- _Work instruction_:
Copy each line below that contains "dynamic".

━━━━

PR #3322, opened 2020-05-19
Make viewing rooms dynamic [GALL-2794]

mdole:
This PR moves us from a static "test-viewing-room-id" slug to dynamic navigation.

For example, you can now open artsy:///viewing-room/david-zwirner-private-party-selected-works-by-nicolas-party in a simulator Safari and be taken to a VR. This PR also lays the groundwork for displaying VRs on the partner screen (which may or may not be used for a while since we're unclear how we're gating access to/from rooms). Still, should be handy for testing since you can go to a gallery page and tap through to a VR, assuming you have the feature flag.

@starsirius while working on this, I discovered that querying any partner for `vieiwngRooms` returns ALL viewing rooms in existence, regardless of whether or not they're associated with that particular partner. I'm wondering if you might have some insight since you've dealt with similar issues recently. Maybe we can pair on it tomorrow?

Screenshot example of the issue: 
Screen Shot 2020-05-18 at 10 25 27 PM

[Jira ticket](https://artsyproduct.atlassian.net/browse/GALL-2794)

### DIFF
--- a/CHANGELOG.yml
+++ b/CHANGELOG.yml
@@ -4,6 +4,7 @@ upcoming:
   dev:
     - Add tracking for homescreen modules - brian
     - Make viewing room header full-bleed and incorporate countdown and partner info - mdole
+    - Make viewing room navigation dynamic + link to them on partner shows page - mdole
     - Extract common artwork tile independent of the shape of the data source - pepopowitz
   user_facing:
     - Fix for bug with fair booth display when partner profile was empty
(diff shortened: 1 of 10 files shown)


starsirius:
@mdole Nice catch! I think the arguments passed to Gravity schema should be `partnerId` rather than [`partner_id`](https://github.com/artsy/metaphysics/blob/1adbbbc454cddabe86985cb9dfc840478f8ea59b/src/lib/stitching/gravity/stitching.ts#L142). Will verify and fix it!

━━━━

- _Answer_:
Make viewing rooms dynamic [GALL-2794]
This PR moves us from a static "test-viewing-room-id" slug to dynamic navigation.
+    - Make viewing room navigation dynamic + link to them on partner shows page - mdole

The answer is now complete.